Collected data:
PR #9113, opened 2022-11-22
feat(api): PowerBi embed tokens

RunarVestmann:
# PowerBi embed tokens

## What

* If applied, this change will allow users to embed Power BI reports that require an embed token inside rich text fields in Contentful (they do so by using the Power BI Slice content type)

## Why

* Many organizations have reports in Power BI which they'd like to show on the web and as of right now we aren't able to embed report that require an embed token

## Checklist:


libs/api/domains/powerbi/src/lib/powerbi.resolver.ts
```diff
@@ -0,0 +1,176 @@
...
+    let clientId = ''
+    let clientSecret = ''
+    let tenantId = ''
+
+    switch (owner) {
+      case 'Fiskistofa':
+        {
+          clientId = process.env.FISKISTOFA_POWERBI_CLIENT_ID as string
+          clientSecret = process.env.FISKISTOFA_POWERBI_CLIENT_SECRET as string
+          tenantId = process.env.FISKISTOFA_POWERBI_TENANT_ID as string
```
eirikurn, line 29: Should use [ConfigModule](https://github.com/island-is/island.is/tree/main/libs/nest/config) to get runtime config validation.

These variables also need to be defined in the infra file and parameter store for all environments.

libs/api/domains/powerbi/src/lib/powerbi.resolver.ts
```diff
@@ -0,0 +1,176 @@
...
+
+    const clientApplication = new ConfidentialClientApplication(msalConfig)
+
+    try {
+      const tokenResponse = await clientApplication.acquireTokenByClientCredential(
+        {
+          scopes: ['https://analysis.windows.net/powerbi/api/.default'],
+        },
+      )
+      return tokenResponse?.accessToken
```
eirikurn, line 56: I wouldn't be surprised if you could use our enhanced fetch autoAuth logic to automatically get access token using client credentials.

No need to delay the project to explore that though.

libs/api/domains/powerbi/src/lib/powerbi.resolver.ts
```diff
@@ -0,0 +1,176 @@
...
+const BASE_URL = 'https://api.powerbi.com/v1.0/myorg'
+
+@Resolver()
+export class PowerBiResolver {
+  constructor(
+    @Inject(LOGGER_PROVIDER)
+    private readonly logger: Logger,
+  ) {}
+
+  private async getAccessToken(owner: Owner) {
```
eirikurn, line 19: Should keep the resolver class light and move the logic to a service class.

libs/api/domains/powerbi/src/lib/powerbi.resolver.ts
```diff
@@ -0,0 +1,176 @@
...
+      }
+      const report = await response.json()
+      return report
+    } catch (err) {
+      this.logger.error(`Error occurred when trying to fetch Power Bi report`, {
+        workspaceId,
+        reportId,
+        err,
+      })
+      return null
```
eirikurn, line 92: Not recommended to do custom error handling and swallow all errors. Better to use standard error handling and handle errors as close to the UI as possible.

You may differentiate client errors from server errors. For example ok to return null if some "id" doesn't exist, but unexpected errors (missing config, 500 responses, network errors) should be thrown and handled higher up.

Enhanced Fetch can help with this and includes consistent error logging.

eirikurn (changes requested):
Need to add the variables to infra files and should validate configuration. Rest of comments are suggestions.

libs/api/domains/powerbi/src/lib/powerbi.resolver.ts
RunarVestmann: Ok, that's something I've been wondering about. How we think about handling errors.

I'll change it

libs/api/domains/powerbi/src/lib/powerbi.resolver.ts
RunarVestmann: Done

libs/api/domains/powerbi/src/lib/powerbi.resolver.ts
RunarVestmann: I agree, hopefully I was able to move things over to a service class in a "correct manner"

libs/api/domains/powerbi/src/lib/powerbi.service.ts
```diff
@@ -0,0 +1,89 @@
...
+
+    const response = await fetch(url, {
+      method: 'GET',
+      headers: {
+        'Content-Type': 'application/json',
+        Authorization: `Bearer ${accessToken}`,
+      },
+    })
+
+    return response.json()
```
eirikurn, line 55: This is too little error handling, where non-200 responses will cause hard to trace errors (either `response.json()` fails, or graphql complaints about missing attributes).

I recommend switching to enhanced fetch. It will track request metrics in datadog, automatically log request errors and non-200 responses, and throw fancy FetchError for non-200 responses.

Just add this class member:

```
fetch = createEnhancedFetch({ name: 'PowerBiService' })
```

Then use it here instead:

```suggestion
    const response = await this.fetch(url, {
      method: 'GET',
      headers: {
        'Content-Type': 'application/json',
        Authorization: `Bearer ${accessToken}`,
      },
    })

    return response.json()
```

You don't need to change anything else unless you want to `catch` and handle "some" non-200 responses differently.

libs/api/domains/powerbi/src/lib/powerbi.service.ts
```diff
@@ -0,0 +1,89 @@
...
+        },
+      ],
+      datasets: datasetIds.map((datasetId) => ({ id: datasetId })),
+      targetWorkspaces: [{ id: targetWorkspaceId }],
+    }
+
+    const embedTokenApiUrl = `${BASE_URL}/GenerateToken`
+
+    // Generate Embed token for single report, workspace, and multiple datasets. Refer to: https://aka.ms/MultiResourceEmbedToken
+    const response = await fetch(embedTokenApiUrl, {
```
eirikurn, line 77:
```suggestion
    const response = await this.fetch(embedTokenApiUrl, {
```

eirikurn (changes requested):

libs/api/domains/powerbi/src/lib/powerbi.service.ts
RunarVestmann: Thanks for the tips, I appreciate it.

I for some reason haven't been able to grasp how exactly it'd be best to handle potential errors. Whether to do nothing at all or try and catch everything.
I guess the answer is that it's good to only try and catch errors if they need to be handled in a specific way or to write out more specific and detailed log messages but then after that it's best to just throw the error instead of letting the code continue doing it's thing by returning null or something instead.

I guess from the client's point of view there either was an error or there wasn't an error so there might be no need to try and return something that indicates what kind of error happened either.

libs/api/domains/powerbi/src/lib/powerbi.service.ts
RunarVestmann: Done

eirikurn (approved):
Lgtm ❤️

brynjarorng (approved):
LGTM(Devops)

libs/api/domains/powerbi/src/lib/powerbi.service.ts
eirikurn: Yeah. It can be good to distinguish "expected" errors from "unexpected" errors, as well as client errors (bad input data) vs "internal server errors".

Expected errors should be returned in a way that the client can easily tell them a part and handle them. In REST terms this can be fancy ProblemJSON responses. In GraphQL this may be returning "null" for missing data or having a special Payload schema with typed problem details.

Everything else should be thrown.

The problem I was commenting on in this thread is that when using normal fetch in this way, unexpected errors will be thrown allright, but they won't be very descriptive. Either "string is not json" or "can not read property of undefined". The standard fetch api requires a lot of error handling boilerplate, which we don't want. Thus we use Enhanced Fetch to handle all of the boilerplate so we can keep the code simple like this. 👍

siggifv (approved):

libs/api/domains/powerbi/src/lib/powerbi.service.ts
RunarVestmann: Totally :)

Required work: Look through the records above for the word "clientApplication" and state how many lines contain it, giving the number alone.

Output of the task: 2